Morgan C L, Ruprai A K, Solache A, Lowdell M, Price C P, Cohen S B, Parham P, Madrigal J A, Newman D J
Anthony Nolan Research Institute, The Royal Free Hospital, London NW3 2QG, UK.
Immunogenetics. 1998 Jul;48(2):98-107. doi: 10.1007/s002510050409.

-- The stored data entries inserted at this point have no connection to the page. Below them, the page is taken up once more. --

Issue #1255, opened 2019-05-16
LBR: Embed Shibboleth EDS to the login page


jaakkocsc:
Currently (in their production service) the login page only shows Haka-login and EDS is provided by a separate link below Haka. The EDS should be directly under Haka option. THL has this option already in their REMS1 production instance (https://thl-biobank.elixir-finland.org/login)

opqdonut:
These seem to be the relevant instructions: https://wiki.eduuni.fi/display/CSCHAKA/Embedded+DS

opqdonut:
#1282 adds the option for embedding an additional login widget as an iframe. This can be used together with the `:extra-static-resources` config option to deploy EDS. See CSCfi/rems-deploy#55 for an example of that.

foxlynx:
Does not work with iFrame, so we used link instead. There is an issue on EDS for this: https://issues.shibboleth.net/jira/browse/EDS-29

foxlynx:
Martin's feedback:

> Please change the title: "IDP select test bed" does not sound too ensuring 
> Could you add clarin.eu and eduuni (as configured in production)

Moving the issue back to backlog.

PR #1282, opened 2019-05-21
configuration option for embedding a login widget in an iframe

opqdonut:
for #1255


opqdonut:
I guess this is no longer needed since EDS isn't compatible with an iframe (see #1255)

PR #1286, opened 2019-05-22
Use rems.table2 for application lists

luontola:
After this PR the administration pages still use the old rems.table, so they will be updated next.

We used an optical biosensor to determine the relative binding affinity of peptides to purified HLA class I molecules. In this assay we monitor beta2-microglobulin (beta2m) exchange within the HLA-A2 molecule, whereby native beta2m in the complex is replaced by beta2m immobilized at the surface of the biosensor. Quantitative kinetic measurements permit us to obtain association rate (kass), dissociation rate (kdiss) and affinity constants (KA) for the beta2m exchange reaction, alone, (control) and in the presence of exogenous peptide. We tested a panel of six peptides which had been designed and synthesized with an HLA-A2 binding motif, and had also been tested by the T2-cell binding assay, along with control peptides. The biosensor results demonstrate that exogenous peptide influences the dynamics of beta2m exchange in a sequence-specific manner. Five of six peptides increased the association rate, decreased the dissociation rate, and significantly increased the affinity (KA=1. 55-1.88x10(9) M-1) of HLA-A2 for immobilized beta2m compared with the control (KA =1.14+/-0.04x10(9)M-1), demonstrating stabilization of the complex. One peptide was unable to stabilize the complex, as also shown in the T2 binding assay. However, analysis of peptide sequences demonstrated that the HLA-A2 secondary motif as well as primary motif residues are required for HLA-A2 stabilization. Further experiments demonstrated that beta2m exchange alone cannot stabilize the HLA class I complex at the cell surface until a peptide of sufficient binding affinity is bound. Hence kinetics equal to or below the control values in our biosensor assay probably represent an unstable complex in vivo. Unlike other methods described for the analysis of peptide stabilization, this approach is significantly faster, provides full kinetic analysis, and is simpler, since it requires no labeling of peptides. Furthermore, this may have important implications in the assessment of peptide vaccines.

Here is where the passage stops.